An open letter published on 15 July 2026 by 25 industry, sector associations, research institutes and civil society organisations highlights how the Helsinki Convention creates legal uncertainty and practical barriers to geological CO₂ storage in the Baltic Sea Area, impacting industrial decarbonisation, Europe's climate objectives, and the development of a European integrated CO₂ market.
The Baltic Marine Environment Protection Commission (HELCOM) has recently commissioned a legal review to assess whether carbon capture and storage (CCS) is compatible with the Helsinki Convention – a regional sea convention treaty that protects the Baltic Sea's marine environment. While welcoming this process, the coalition warns that a legal review alone will not unlock geological CO₂ storage in the region in the near term.
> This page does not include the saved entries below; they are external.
PR #1049, opened 2026-06-05
feat(open): start native Open dialog in the default working folder (#1023)

bloknayrb:
Closes the remaining gap on #1023.

## Context (what already shipped)

The Save-As side of #1023 is already complete on `master`:
- `defaultSaveDirectory: string | null` exists in settings (`useTandemSettings.ts`).
- A Settings → Editor UI control (text input + native picker + reset) exists (`EditorSettings.svelte`, testids preserved).
- Save-As resolves a smart default: configured save folder → Claude working dir → OS home (`resolveSaveAsDefaultPath` in `builtin.svelte.ts`).

## The gap

The native **Open** file picker (`pickNativeFilePath` in `utils/browse-file.ts`) passed **no `defaultPath`**, so it always opened at the OS default — even after the user configured a Default Save Folder. Open and Save started in different places.

## The fix

- Extract the three-tier directory resolution (`readDefaultSaveDirectory` → `fetchClaudeWorkingDir` → `resolveTauriHomeDir`, plus the `||` precedence) **verbatim** out of `builtin.svelte.ts` into a shared `src/client/utils/default-directory.ts` exposing `resolveDefaultDirectory()`.
- `pickNativeFilePath` now passes the resolved directory as the dialog `defaultPath` (`undefined` when no tier resolves → OS picks its own default).
- Save-As is functionally unchanged — it now calls the shared resolver.

So "where my files live" is one consistent notion across open and save. The integration lookup remains time-boxed (~250ms) so a slow/absent server never blocks the picker.

## Scope notes

- **Desktop-only.** The native picker only runs under Tauri; the browser distribution's upload flow is untouched.
- No `src/server/` changes. No settings-schema change (reuses the existing `defaultSaveDirectory` field — no migration needed). No new user-facing label (Save Folder semantics already cover both), so no testid churn.

## Verification

- `npm run typecheck` — green (server + client + svelte-check).
- `npm run check:tokens` — no new violations (only pre-existing warnings).
- Targeted vitest: `browse-file.test.ts`, `FileOpenDialog.test.ts`, `save-as.test.ts`, `useTandemSettings.test.ts` — all pass. Added unit coverage for the new `defaultPath` wiring (resolved dir passed through; `undefined` when no tier resolves); existing open/save specs now mock the shared module so the time-boxed integrations fetch never fires in tests.
- E2E: the changed path is the **Tauri-only native picker**, which the project's tooling cannot drive (Tauri WebView isn't Playwright-automatable). Behavior is covered by the new unit tests instead.

---


bloknayrb:
**Review verdict: APPROVE-WITH-CHANGES** (posted as a comment — the review identity authored the PR). Three lenses ran: general code review, test-coverage analysis, Svelte-5 reactivity. No correctness blockers; one test gap worth closing before or right after merge.

### Verified clean

- **Extraction is genuinely verbatim** — all three tier functions and the `||` precedence diffed byte-for-byte against the merge-base originals in `builtin.svelte.ts`. No drift in error handling, the 250ms timeout, short-circuit order, or the localStorage read. Save-As still appends the filename via `join` with the bare-filename fallback.
- **Latency/race on Open:** worst case is ~250ms on a dead server (tier 1 sync, tier 2 hard-capped by the AbortController inside the shared resolver, tier 3 local IPC). Awaited straight into the dialog options, no shared mutable state. Acceptable and correctly time-boxed on the new path.
- **No reactivity hazards:** `loadSettings()` is a plain function re-reading localStorage per call (`useTandemSettings.ts` is plain `.ts`, never a rune store), so moving the read into a plain module changes nothing — fresh snapshot per dialog open, no staleness. No runes in the new module; the lone `$state` in `builtin.svelte.ts` is unrelated and stays put.
- **No cycles, no module-level mutable state, no CLAUDE.md violations.** The new `?? undefined` conversion at `browse-file.ts:21` — the one new line of logic — is tested in both directions (resolved dir passed through; null → `undefined` so the OS picks).

### SHOULD-FIX (1)

**The extracted resolver has zero direct tests — it's mocked in every suite that touches it.** Verified this was a *pre-existing* gap (master's `save-as.test.ts` never covered the resolvers; no commit in the #1023 history added one), so the move lost nothing — but the extraction was the natural moment to fix it, and the module now feeds two dialogs. Untested load-bearing behavior: tier precedence + short-circuit (a regression firing the integrations fetch when the configured folder is set passes CI silently), the 250ms abort (its breakage = both dialogs hang — the exact property the CHANGELOG advertises), per-tier error swallowing, and the integrations response-shape parsing. Add `tests/client/default-directory.test.ts` mocking `loadSettings`/`fetch`/`@tauri-apps/api/path`: (a) each tier wins in order, (b) `fetch` not called when tier 1 resolves, (c) abort fires on a hanging fetch (fake timers), (d) each catch returns null.

### Non-blocking

- `default-directory.ts` exports all three tier helpers but only `resolveDefaultDirectory` has consumers — consider keeping them module-private (they'd become test-reachable via the mocks above anyway).
- `resolveSaveAsDefaultPath`'s thin `join`/bare-filename branch remains untested; one test would round it out.

Ship-ready once the resolver test lands.

---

CCS is widely recognised as an essential component of Europe's climate objectives and industrial competitiveness. The EU has already established a clear policy signal in support of CO₂ storage: the Industrial Carbon Management Strategy and the Net-Zero Industry Act (NZIA) set out a vision of a single European market for CO₂ transport and storage services, and the forthcoming CO₂ Market and Infrastructure Package is set to translate that vision into a functioning internal market for storage services. Realising this vision requires removing barriers at the EU, regional and international levels.
Legal uncertainty is a real bottleneck for CCS projects. It affects permitting, investment, and financing decisions across the CCS value chain. An enabling policy and regulatory framework at the EU level is necessary, but not sufficient. It needs to be matched by legal clarity at the regional level too.
Cristiana Foglia, Policy Officer at Carbon Management Europe
Access to environmentally sound, safe geological carbon storage will be critical for many countries in the Baltic Sea region, particularly to support the decarbonisation of energy-intensive industries. Several Member States have limited suitable geological formations and will therefore depend on access to storage capacity elsewhere in Europe.
This is reinforced by Article 20 of the NZIA, which establishes a Union-wide objective of at least 50 million tonnes of annual CO₂ injection capacity by 2030. Several Contracting Parties to the Helsinki Convention also host obligated entities that must contribute to the target, yet barriers under the Helsinki Convention are currently keeping that potential out of reach.
Left unresolved, the current legal framework will continue to impede access to storage resources, delay investment in CO₂ transport and storage infrastructure, and leave industries in the region with fewer pathways to decarbonise.
The coalition therefore calls on the Contracting Parties to the Helsinki Convention to explore practical legal mechanisms to provide the certainty needed to enable environmentally safe CO₂ storage while remaining fully consistent with the Convention's environmental objectives.